NASA Finding Challenges What We Thought We Knew About Earth’s Water Origins

Earth’s oceans have long raised one of science’s biggest questions: where did all this water come from? For years, a popular idea has been that meteorites delivered a major portion of Earth’s water, especially during a period often called “late accretion,” when space rocks continued to hit the young planet after it had largely formed. A new NASA-led study, however, challenges that assumption and suggests those late meteorite deliveries may not have mattered much for Earth’s oceans after all.

To investigate, researchers turned to an unexpected archive of early solar system history: the Moon. Specifically, they analyzed lunar regolith, the fine, dusty debris blanketing the Moon’s surface. These samples were collected during the Apollo missions, and even after more than five decades, they’re still yielding fresh insights into how Earth and the Moon evolved.

What makes this study stand out is the technique. In the past, scientists often focused on “metal-loving” elements to estimate how much material arrived during late impacts.
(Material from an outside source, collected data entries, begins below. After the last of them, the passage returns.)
PR #3640, opened 2021-08-14
Remove BuyExecution::orders

gavofyork:
Current code is invalid since the weight for orders never gets checked.


kianenigma (approved):
will it be re-introduced in a different way, potentially with proper weighing?

KiChjang (approved):

gavofyork:
No; XCM v2 reworks the `Xcm`/`Order` model into a single-level `Instruction`. Recursion is removed, which simplifies things quite a bit at the cost of introducing more nonsense expressions and the loss of some structure.

apopiak:
@gavofyork Could you add that rework to https://github.com/paritytech/polkadot/issues/3644 and/or https://github.com/paritytech/polkadot/issues/2841 ?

The problem is that the Moon has been repeatedly struck by meteorites for billions of years, and those collisions can churn, mix, and contaminate the very elements researchers are trying to track—making conclusions less reliable.

This new work instead used oxygen-isotope measurements. Oxygen is a particularly powerful tool because it’s the most abundant element by mass in many rocks, and its isotopic signature is far less likely to be distorted by external mixing and impact effects. In other words, oxygen isotopes can preserve a clearer, more trustworthy record of what kinds of materials were added to the Moon over time.

The results paint a nuanced picture. The study found that late-arriving meteorites could have contributed a meaningful amount of water to the Moon. But when the same delivery is scaled up to Earth’s vast ocean volume, it becomes surprisingly small. The implication is straightforward: late meteorites may not have supplied a significant share of Earth’s water, meaning the main source likely came from earlier processes or different reservoirs than previously emphasized.

The research was published in the Proceedings of the National Academy of Sciences, and it highlights a bigger takeaway as well: Apollo-era samples remain among the most valuable scientific resources for understanding our origins. Researchers are now especially eager for the next generation of lunar material, with upcoming missions such as Artemis III expected to return new samples that could further refine—or reshape—what we think we know about the history of water on Earth.